PR #2620, opened 2025-06-25
Add implementation for Intel OpenVINO compiler plugin

Rjasuja:


litert/vendors/intel_openvino/compiler/decoder.h
```diff
@@ -0,0 +1,148 @@
...
+#define ODML_LITERT_LITERT_VENDORS_OPENVINO_COMPILER_DECODER_H_
+
+#include <vector>
+#include <string>
+
+#include "openvino/frontend/tensorflow_lite/decoder.hpp"
+
+#include "litert/c/litert_logging.h"
+#include "litert/cc/litert_model.h"
+#include "openvino/frontend/tensorflow_lite/decoder.hpp"
```
MatthiasKreileder: Already included on line 10

litert/vendors/intel_openvino/compiler/decoder.h
```diff
@@ -0,0 +1,148 @@
...
+
+namespace litert {
+namespace openvino {
+
+class DecoderOperation
+    : public ov::frontend::tensorflow_lite::DecoderBaseOperation {
```
MatthiasKreileder, line 31: There's nothing wrong with your approach, though I was wondering if you would consider 'composition' instead of inheritance here?

From what I understand composition would work just as well here. This has the advantage that it allows you to make this class, which is part of LiterRT, consistent with the rest of the codebase + coding guidelines. E.g. you could address the comments from other reviewers about applying pascal case for methods etc).

Composition is also 'preferred' for Google C++ code https://google.github.io/styleguide/cppguide.html#Inheritance (though inheritance, especially public, isn't wrong either).

Let me know what you think. If you agree then we should apply this consistently also to other classes, like `DecoderTensor`, `GraphIteratorDelegate` etc.

litert/vendors/intel_openvino/compiler/decoder.cc
```diff
@@ -0,0 +1,672 @@
...
+      output_tensor_info_(output_tensor_info),
+      litert_op_(litert_op.Get()),
+      litert_op_code_(litert_op.Code()) {
+    op_type_ = GetOvOpType(litert_op_code_);
+  op_name_ = op_type_ + "_id_" + std::to_string(node_index);
+  LITERT_LOG(LITERT_VERBOSE, "op_type(%s) op_name(%s)", op_type_.c_str(),
+             op_name_.c_str());
+}
+
+#define DECODER_CHECK_STATUS(status, attr)                                \
```
MatthiasKreileder: Please consider using [`LITERT_RETURN_IF_ERROR`](https://github.com/google-ai-edge/LiteRT/blob/0348ffbe4232df35ab2651e6383528b3d8bf792f/litert/cc/litert_macros.h#L32) which has been carefully designed for this purpose (IIUC).

litert/vendors/intel_openvino/compiler/decoder.h
Rjasuja: Inheritance is helping achieve code re-usability from openvino tensorflow lite frontend code [here](https://github.com/openvinotoolkit/openvino/tree/master/src/frontends/tensorflow_lite). We would lose the benefit if we try to use composition here. It would mean to maintain node and tensor creation within the openvino plugin which is at present being re-used from the link above. We implemented it this way for easier maintainability and code re-usability.

Rjasuja: GraphIteratorDelegate, DecoderTensor and DecoderOperation are the classes for which we need inheritance such that  all the magic happens inside the frontend without the plugin's responsibility for maintenance.

Rjasuja:
@MatthiasKreileder Addressed all comments. Please review

MatthiasKreileder (approved):

ShikChen:
Hi, is there anything blocking this from being merged?

litert/vendors/intel_openvino/compiler/graph_iterator.h
```diff
@@ -0,0 +1,105 @@
...
+#include <openvino/frontend/tensorflow_lite/graph_iterator.hpp>
+#include <openvino/frontend/tensorflow_lite/quantization_info.hpp>
+#include <unordered_set>
+#include <vector>
+
+#include "decoder.h"
+#include "litert/c/litert_logging.h"
+#include "litert/c/litert_model.h"
+#include "litert/cc/litert_model.h"
+#include "litert/core/model/model.h"
```
YunanAZ: Use internal api in vendor plugin is disallowed, please remove corresponding usages of api defined in this file.

YunanAZ (changes requested):

PR #2670, opened 2025-07-01
remove gitmodules. workpsace by default is using http_archive

ecalubaquib:
remove gitmodules. workpsace by default is using http_archive pointing to master
through source_repo.


ecalubaquib:
the WORKSPACE by default is using http_archive
https://github.com/google-ai-edge/LiteRT/blob/main/WORKSPACE#L32
with that in mind we can remove the .gitmodules file

fcoUnda (approved):

PR #3018, opened 2025-07-28
Exclude linux header files for non-AHWB supported builds

Rjasuja:
Disable the include of unistd.h and sys/socket.h linux header files for enabling Windows builds

### DIFF
--- a/litert/vendors/intel_openvino/dispatch/device_context.cc
+++ b/litert/vendors/intel_openvino/dispatch/device_context.cc
@@ -19,8 +19,10 @@
 #endif  // __ANDROID__
 
 #include <string.h>
+#if LITERT_HAS_AHWB_SUPPORT
 #include <sys/socket.h>
 #include <unistd.h>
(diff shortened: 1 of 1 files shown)


litert/vendors/intel_openvino/dispatch/device_context.cc
```diff
@@ -19,8 +19,10 @@
 #endif  // __ANDROID__
 
 #include <string.h>
+#if LITERT_HAS_AHWB_SUPPORT
```
MatthiasKreileder, line 22: There's actually a more natural way of guarding window's specific things, via `LITERT_WINDOWS_OS` from here https://github.com/google-ai-edge/LiteRT/blob/0295c3e3af11f85bc60adbb1dca405955a010f39/litert/cc/litert_macros.h#L94

Could you please include that header (and specify the target as a `dep`) and use that? Thanks

MatthiasKreileder (approved):

PR #3167, opened 2025-08-07
Support OpenVINO Compiler plugin and Dispatch API on Windows

fujunwei:
1, Generate LiteRtCompilerPlugin.dll and LiteRtDispatch.dll
2, Support kLiteRtTensorBufferTypeHostMemory TensorBuffer to upload input data to NPU


litert/vendors/c/litert_dispatch.h
```diff
@@ -219,74 +219,73 @@ typedef enum LiteRtDispatchNodeType {
...
                                         LiteRtDispatchNodeId node_id,
                                         const char* key, const char* value);
 
 // Add an annotation to a specified edge.
-LiteRtStatus LiteRtDispatchAnnotateEdge(LiteRtDispatchGraph* graph,
+LITERT_CAPI_EXPORT LiteRtStatus LiteRtDispatchAnnotateEdge(LiteRtDispatchGraph* graph,
                                         LiteRtDispatchEdgeId edge_id,
                                         const char* key, const char* value);
 
-// Create an invocation context from a given graph.
```
Rjasuja, line 288: Can you help put the comment back

litert/vendors/intel_openvino/compiler/BUILD
```diff
@@ -54,6 +54,40 @@ litert_dynamic_lib(
     }),
 )
 
+litert_bin(
```
Rjasuja, line 55: Can you help explain the reason here for having binaries for windows instead of dynamic libraries.

litert/vendors/intel_openvino/compiler/graph_iterator.h
```diff
@@ -87,7 +87,10 @@ class GraphIteratorDelegate
   /// If there is no query for specific sub-graph iterator shouldn't be created
   /// idx should be in range 0..get_subgraph_size()-1
   std::shared_ptr<ov::frontend::tensorflow_lite::GraphIterator> get_subgraph(
-      size_t idx) const override {};
+      size_t idx) const override {
+    LITERT_LOG(LITERT_ERROR, "get_subgraph not implemented");
```
Rjasuja, line 91: Looks like a style formatting issue here

fujunwei: It has already used `clang-format  -style=google`.

litert/vendors/intel_openvino/compiler/BUILD
fujunwei: `litert_dynamic_lib` only can output lib file not dll, i don't find the root cause of it, any insights?

jl45G: [Google employee here]

This is a known issue, it only produces .so on unix at this point, since it enforces unix naming, something like libLiteRt*.so.

We also lack support for windows export scripts and windows's own generation rule. 

But I also don't think litert_bin will produce dll, may I ask how did you workaround this issue? Internally we will also try to address the limitation as soon as possible

fujunwei: [linkshared=True](https://bazel.build/reference/be/c-cpp#cc_binary.linkshared) can create dll on windows,  [here](https://github.com/bazelbuild/bazel/tree/master/examples/windows/dll) is a sample code.

jl45G: Got it, thanks, then let's use this solution in the meantime.

fujunwei:
Thanks for review, any other comments?

litert/vendors/intel_openvino/compiler/decoder.h
```diff
@@ -142,11 +144,13 @@ class DecoderTensor : public ov::frontend::tensorflow_lite::DecoderBaseTensor {
   /// \brief No operation for tensor
   const std::string &get_op_type() const override {
     LITERT_LOG(LITERT_ERROR, "get_op_type not implemented");
+    return "not implemented";
   };
 
   /// \brief No operation name for tensor
   const std::string &get_op_name() const override {
```
jl45G, line 150: binding temporary string to const string& isn't a good practice

litert/vendors/intel_openvino/compiler/decoder.h
```diff
@@ -125,11 +125,13 @@ class DecoderTensor : public ov::frontend::tensorflow_lite::DecoderBaseTensor {
   /// \brief No attributes for tensor
   ov::Any get_attribute(const std::string &name) const override {
     LITERT_LOG(LITERT_ERROR, "get_attribute not implemented");
+    return nullptr;
```
jl45G, line 128: return ov::Any{}

jl45G: return ov::any{}

litert/c/litert_common.h
```diff
@@ -21,6 +21,18 @@
 extern "C" {
 #endif  // __cplusplus
 
+// Define LITERT_CAPI_EXPORT macro to export a function properly with a shared
+// library.
+#if defined(_WIN32)
```
jl45G: use litert macros here: https://github.com/google-ai-edge/LiteRT/blob/92b8d54810cb8113aa0cae49e5b824fcb7028307/litert/cc/litert_macros.h#L94

litert/c/litert_common.h
```diff
@@ -21,6 +21,18 @@
...
+#ifdef LITERT_COMPILE_LIBRARY
+#define LITERT_CAPI_EXPORT __declspec(dllexport)
+#else
+#define LITERT_CAPI_EXPORT
```
jl45G: iirc, on msvc, it's preferred to use __declspec(dllimport) when consuming the DLL for better codegen

so
#if defined(_WIN32)
  #ifdef LITERT_COMPILE_LIBRARY
    #define LITERT_CAPI_EXPORT __declspec(dllexport)
  #else
    #define LITERT_CAPI_EXPORT __declspec(dllimport)
  #endif
#else
  #define LITERT_CAPI_EXPORT __attribute__((visibility("default")))
#endif

jl45G (approved):
overall looks good. Please rebase your branch on HEAD before submission.

fujunwei:
Thanks for review, @LukeBoyer PTAL, thanks.

fujunwei:
@MatthiasKreileder i can't view the internal error messages, could you help me? thanks.

MatthiasKreileder:
>  @MatthiasKreileder i can't view the internal error messages, could you help me? thanks.

We need to also support clang for Windows for the Google-internal build and for the OSS build I suppose you and others will want to use MSVC.

In order to get around the internal errors I introduced a build_config. PTAL https://github.com/google-ai-edge/LiteRT/blob/2729579649de386ddd5f929c6f035523181c62fc/litert/runtime/dispatch/BUILD#L35 

Please let me know if this is problematic for you, we can find another approach then.

fujunwei:
The configuration can work on my side, thanks for merging the PR.

PR #3564, opened 2025-09-16
Qualcomm AI Engine Direct - Check build id in the debugger.

chunhsue-qti:
Summary:
- Check build id between context binary and current qairt sdk to avoid qairt feature mismatch.

# Test
```
RuntimeError: The context binary is compiled with BUILD ID: v2.41.0.251103115413_190331 != current qairt sdk BUILD ID: v2.39.0.250925215840_163802
```

### DIFF
--- a/litert/vendors/qualcomm/debugger/optrace_profiling/run.py
+++ b/litert/vendors/qualcomm/debugger/optrace_profiling/run.py
@@ -87,12 +87,10 @@ def _get_ctx_bin_info(ctx_bin_path: str, qairt_sdk: Path) -> dict[str, Any]:
   if version_parse(bin_id) == version_parse(qairt_id):
     logging.info("Build ID matches.")
   else:
-    logging.warning(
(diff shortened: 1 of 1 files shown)


litert/vendors/qualcomm/debugger/optrace_profiling/run.py
```diff
@@ -441,6 +441,10 @@ def _generate_ctx_bin(model_path: Path, soc_model: str) -> Path:
       default=default_qairt_sdk,
   )
   args = parser.parse_args()
+  
+  # LiteRT uses LITERT_QAIRT_SDK, align it with the one from args
+  os.environ["LITERT_QAIRT_SDK"] = f"{str(args.qairt_sdk.parent)}/"
```
weilhuan-qti: If user specify a qairt_sdk which is not inside `${LiteRtRoot}/third_party`, we may need further check instead of directly override `${LITERT_QAIRT_SDK}`.

weilhuan-qti (approved):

**Exercise brief:** Would you copy, word for word, only the lines from the start of the listing to the one that contains "litert/vendors/intel_openvino/compiler/decoder.cc", both included?

**Solution:**
PR #2620, opened 2025-06-25
Add implementation for Intel OpenVINO compiler plugin

Rjasuja:


litert/vendors/intel_openvino/compiler/decoder.h
```diff
@@ -0,0 +1,148 @@
...
+#define ODML_LITERT_LITERT_VENDORS_OPENVINO_COMPILER_DECODER_H_
+
+#include <vector>
+#include <string>
+
+#include "openvino/frontend/tensorflow_lite/decoder.hpp"
+
+#include "litert/c/litert_logging.h"
+#include "litert/cc/litert_model.h"
+#include "openvino/frontend/tensorflow_lite/decoder.hpp"
```
MatthiasKreileder: Already included on line 10

litert/vendors/intel_openvino/compiler/decoder.h
```diff
@@ -0,0 +1,148 @@
...
+
+namespace litert {
+namespace openvino {
+
+class DecoderOperation
+    : public ov::frontend::tensorflow_lite::DecoderBaseOperation {
```
MatthiasKreileder, line 31: There's nothing wrong with your approach, though I was wondering if you would consider 'composition' instead of inheritance here?

From what I understand composition would work just as well here. This has the advantage that it allows you to make this class, which is part of LiterRT, consistent with the rest of the codebase + coding guidelines. E.g. you could address the comments from other reviewers about applying pascal case for methods etc).

Composition is also 'preferred' for Google C++ code https://google.github.io/styleguide/cppguide.html#Inheritance (though inheritance, especially public, isn't wrong either).

Let me know what you think. If you agree then we should apply this consistently also to other classes, like `DecoderTensor`, `GraphIteratorDelegate` etc.

litert/vendors/intel_openvino/compiler/decoder.cc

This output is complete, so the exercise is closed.